Entries taken from a collection:
++++++++++

PR #9291, opened 2022-11-03
Updates to Unity 2021.3.12f1 LTS

MaxIsJoe:
### Main Purpose
Updating the project to this version seems to slightly fix some issues with performance and import times. There have also been a lot of crash fixes that Unity has made that make the editor much more stable, especially when editing maps.

### Updated Packages

Some packages have been updated.

### New Packages

Unity at some point finally de-coupled the graphics shader package and the Post Processing package out of URP, meaning that we can finally install those without URP and fully utilise them in unitystation without upgraing our whole projects to be URP compatible.
I've also installed some of the new profiling and multiplayer tools Unity have finally fully released. 

### Removed Unity Visual Scripting

For security reasons, Visual Scripting is completely removed from this project.

### (Experimental) Upped the asset importer count from 2 to 4

There have been some issues that were reportedly fixed on Unity's end that should make these play better with older hardware. If you feel like this has slowed down unity instead of improve import times for you, please report once this has merged.

### Burst settings

Burst has had it's setting configured to favor speed for compiling and performance for server builds, this should improve things massively.


AtnerNT:
Does this perhaps fix the issue with editing lists in the inspector?

MaxIsJoe:
nope

Bod9001:
are you going to try out new Unity version or is good to merge?

MaxIsJoe:
I'd say make a build for tomorrow first after character attributes is merged then merge this

PR #4115, opened 2022-06-28
[MARKENG-1550] Clear up object-object display for slow connections

brandonmcastillo:
This clears up the [object object] text displaying when viewing the individual doc pages. Usually seen on slower connections.


ch264 (approved):
pulled, build, LGTM 🍻

PR #4123, opened 2022-06-30
update packages to latest and remove carets to lock down versions

tristandenyer:
* 3 packages had carets
* periodically this would uptick and cause a new package-lock file to generate
* we have a policy of locking packages to a version (no caret), and manually update
* no new package-lock file needed


ch264 (approved):
LGTM

PR #4161, opened 2022-07-15
[TW-580] Clarified that the update feature is only available on desktop

MatthewPinsker-postman:
Where we mention the update feature, I clarified that this feature is only available on the Postman Desktop App. In the Installing and updating topic, I updated mentions of the Postman Desktop App to follow the same format. Also, I fixed 2 Vale suggestions.


jkonrath-postman (approved):
Looks great!

HeatherStenson (approved):
🍊 ✨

++++++++++

» **TASK TO CARRY OUT**
Extract the lines above, from the first one through the one containing "### Main Purpose", and return only those, unchanged.

» **SOLUTION**
PR #9291, opened 2022-11-03
Updates to Unity 2021.3.12f1 LTS

MaxIsJoe:
### Main Purpose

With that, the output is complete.